Les RSG en milieu familial de la Montérégie, celles de Saint-Hyacinthe, de Saint-Jean-Sur-Richelieu, de Brossard et de Longueuil ont fermé leurs portes pour la journée complète hier. Elles ont manifesté devant le bureau d’Isabelle Charest, ministre de la Condition féminine au gouvernement du Québec. Pour elles, il s’agit d’un moyen de pression ultime des RSG dans le cadre d’une grève tournante qui affectera l’ensemble des régions du Québec dans la semaine du 14 au 18 septembre.

« Ce n’est certainement pas de gaieté de cœur que les RSG déclenchent une grève de 24 heures, alors que les parents de notre région ont besoin de leurs services. Cependant, ceux-ci sont solidaires et comprennent que ces conditions de travail sont inacceptables », précise Annette Herbeuval, présidente du Conseil central de la Montérégie – CSN. « Ce métier est pratiqué essentiellement par des femmes, que l’on maintient dans des conditions précaires. C’est pourquoi elles sont venues aujourd’hui parler à la ministre de la Condition féminine. »

« Personne n'accepterait un salaire aussi bas »

Les RSG en milieu familial travaillent une cinquantaine d’heures par semaine afin de s’adapter aux horaires des parents. Dans les faits, le ministère de la Famille ne les paie que 35 heures par semaine.
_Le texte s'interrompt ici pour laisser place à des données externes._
PR #1066, opened 2026-08-12
refactor(tool): name the GOWORK off sentinel

### LINKED ISSUE #1065: bug(tool/setup): GOWORK=off tracks an unrelated go.work.sum
### Describe the bug

When workspace mode is explicitly disabled with `GOWORK=off`, auto-pin still tracks a `go.work.sum` file from the current working directory.

`getBackupFiles` runs `go env GOWORK` and treats every non-empty result as a workspace path:

```go
goWorkPath := strings.TrimSpace(string(goWorkOutput))
if goWorkPath != "" {
    goWorkSumPath := filepath.Join(filepath.Dir(goWorkPath), "go.work.sum")
    files = append(files, goWorkSumPath)
}
```

However, `go env GOWORK` returns the literal value `off` when workspace mode is disabled. Because `filepath.Dir("off")` evaluates to `.`, the code adds `./go.work.sum` to the backup list even though no workspace is active.

`AutoPin` then passes this path to `StateManager.TrackAll`:

- If the file exists, it is unnecessarily snapshotted and later restored.
- If the file does not exist, it is recorded for removal if it appears before cleanup.

As a result, a concurrent edit could be overwritten, or a file created by another process in the same directory could be removed during cleanup.

The repository already handles the `off` sentinel correctly in `pkgload.ModuleAndWorkspace`:

```go
workspace := goWork != "" && goWork != "off"
```

### To reproduce

1. Create a temporary module containing a `go.mod`.
2. Set `GOWORK=off`.
3. Call `getBackupFiles` from that directory.
4. Observe that the returned backup list includes `./go.work.sum`.

### Expected behavior

No `go.work.sum` should be tracked when `GOWORK=off`, because workspace mode is explicitly disabled.

### Proposed fix

Exclude the documented `off` sentinel before constructing the workspace sum path:

```go
if goWorkPath != "" && goWorkPath != "off" {
    goWorkSumPath := filepath.Join(filepath.Dir(goWorkPath), "go.work.sum")
    files = append(files, goWorkSumPath)
}
```

A regression test in `TestGetBackupFiles` can set `GOWORK=off` and verify that the result contains the expected module files but no `go.work.sum`.

ADITYA-CODE-SOURCE:
## Description

Define `goWorkOff` for Go's `GOWORK=off` sentinel and use it in `getBackupFiles`.

The behavioral fix and regression test originally included in this PR were merged in #1117. This PR now retains only the small constant improvement requested in review.

## Motivation

Using a named constant documents that `"off"` is a special value returned by `go env GOWORK`, rather than an ordinary workspace path.

Related to #1065.
Follow-up to #1117.

### DIFF
--- a/tool/internal/setup/state.go
+++ b/tool/internal/setup/state.go
@@ -23,6 +23,7 @@ import (
 const (
 	stateDir      = "state"
 	stateFileName = "state.json"
+	goWorkOff     = "off"
 )
 
 // StateManager tracks the original state of files so they can later be restored.
@@ -129,7 +130,7 @@ func getBackupFiles(ctx context.Context, moduleDirs map[string]bool) ([]string, 
 		return nil, ex.Wrapf(err, "failed to get GOWORK environment variable")
 	}
 	goWorkPath := strings.TrimSpace(string(goWorkOutput))
-	if goWorkPath != "" && goWorkPath != "off" {
+	if goWorkPath != "" && goWorkPath != goWorkOff {
 		goWorkSumPath := filepath.Join(filepath.Dir(goWorkPath), "go.work.sum")
 		files = append(files, goWorkSumPath)
 	}


amazingakai:
#1117 was merged with the same fix, should we close this?

Since this was created first and there's a slight improvement here you can keep the `const goWorkOff = "off"` change in this PR to also absorb your contribution

ADITYA-CODE-SOURCE:
Thanks @amazingakai  I’ve reduced the PR to the `goWorkOff` constant change and rebased it onto `main`. Could you please take another look when you have time?

darccio (approved):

Résultat ? Ces RSG gagnent en moyenne 27 000 $ par année, après avoir couvert toutes les dépenses.

« Personne n’accepterait un salaire aussi bas pour autant d’heures travaillées. C’est pourquoi des centaines de femmes désertent la profession et ferment définitivement leur service de garde à la maison », s’attriste Annie Sénécal, elle-même RSG en milieu familial et présidente du syndicat des RSG du BC Joie de vivre – CSN.
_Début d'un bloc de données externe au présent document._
Issue #971, opened 2026-08-05
bug(tool/internal/setup): sort moduleDirs in resolveRulePaths for deterministic package resolution


vedant21-oss:
### Description
`resolveRulePaths` in `tool/internal/setup/store.go` iterates over `moduleDirs map[string]bool` directly using `for moduleDir := range moduleDirs`.

Because Go map iteration order is randomized by design, package resolution attempts across candidate module directories occur in arbitrary order. If a package import path exists or resolves differently across multiple candidate module directories, the resolution result or error returned depends on random map order. This introduces non-reproducible build behavior and non-deterministic build artifacts.

### Proposed Solution
Collect and sort the keys of `moduleDirs` using `slices.Sort` prior to iteration to guarantee deterministic path resolution across runs.

### Location
- `tool/internal/setup/store.go:31`

Labreo:
The issue has been fixed and should be closed via #972

vignesh2027:
This looks resolved on main. `resolveRulePaths` now sorts before iterating:

```go
dirs := slices.Sorted(maps.Keys(moduleDirs))
```

so package resolution no longer depends on Go map iteration order. That matches @Labreo's note above that #972 fixed it. Probably safe to close.

PR #1072, opened 2026-08-12
fix(tool/internal/instrument): sort file keys in instrument() for deterministic error reporting

### LINKED ISSUE #1070: bug(tool/internal/instrument): sort file keys in instrument() for deterministic error reporting
### Describe the bug

`instrument()` in `tool/internal/instrument/instrument.go` iterates the file-to-rules map returned by `groupRules` directly:

```go
for file, rules := range groupRules(ip.workDir, rset) {
	root, err := ip.parseFile(file)
	...
	for _, r := range rules {
		funcRule, err1 := ip.applyOneRule(ctx, r, root)
		if err1 != nil {
			return ex.Wrapf(err1, "applying rule %s", r.GetName())
		}
	}
	...
}
```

« Propos méprisants du gouvernement »

À l’initiative de la CSN, un conciliateur va tenter de favoriser une reprise des négociations avec le gouvernement du Québec. Cependant, à la table de négociation, plusieurs déclarations des vis-à-vis gouvernementaux ont laissé entrevoir le mépris pour nos demandes légitimes.

« Quand on nous répète que l’on amuse les enfants dans nos maisons et que l’on travaille moins fort à certains moments parce qu’ils ne sont pas tous là en même temps, c’est insultant et dégradant », s’insurge Karine Morriseau, elle-même RSG et représentante du secteur des RSG de la FSSS – CSN.

Il faut que le gouvernement Legault admette que les RSG en milieu familial sont des professionnelles de la petite enfance, qu’elles sont essentielles et qu’elles méritent un salaire équitable, équivalent aux emplois comparateurs.